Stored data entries

Issue #1133, opened 2015-04-29
Add lazy evaluation for assertion messages


ruckc:
It would be nice if `assertEquals(String message, Object expected, Object actual)` was overloaded with a lazy evaluated String.format style Message object.

Example:
   `assertEquals(Message message, Object expected, Object actual)`
Usage:
   `assertEquals(message("This is bad %s %s", expected, actual), expected, actual)`

the message() could be added to Assert for inclusion in the static includes, and it could return a lazy eval Message object.  This would enable faster unit tests while minimizing complexity in unit tests.  Reference https://twitter.com/NathanTippy/status/593435755453677568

## TASK INSTRUCTIONS
All lines from the records above should be copied exactly.

## WRITTEN REPLY
Issue #1133, opened 2015-04-29
Add lazy evaluation for assertion messages


ruckc:
It would be nice if `assertEquals(String message, Object expected, Object actual)` was overloaded with a lazy evaluated String.format style Message object.

Example:
   `assertEquals(Message message, Object expected, Object actual)`
Usage:
   `assertEquals(message("This is bad %s %s", expected, actual), expected, actual)`

the message() could be added to Assert for inclusion in the static includes, and it could return a lazy eval Message object.  This would enable faster unit tests while minimizing complexity in unit tests.  Reference https://twitter.com/NathanTippy/status/593435755453677568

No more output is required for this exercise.